PR #183, opened 2020-07-29
WIP Add option to change jacobian dtype on EQL gridders

### LINKED ISSUE #176: Allow changing data type of EQLs Jacobian elements

We know that fitting an EQL gridder is a process that requires a fair amount of memory, mainly to store the Jacobian matrix.
One small step into reducing the required memory would be to change the data type used to store the Jacobian elements, which are defined as `float64` by default.
Currently, the EQLs offer no option to change that, even though the `jacobian` method has an optional argument `dtype` to change it.
Would be nice to have a `jac_dtype` argument that could be passed to the EQL constructor in order to change the representation of the Jacobian elements.
Although the memory consumption won't drop by a lot, users may reduce it by half storing the elements as `float32`.
I suspect that using `float32` won't significantly compromise the accuracy of the predictions.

# TASK DETAILS
Give the number of lines in the data that contain the word "store", and add no other text.

# EXERCISE OUTPUT
2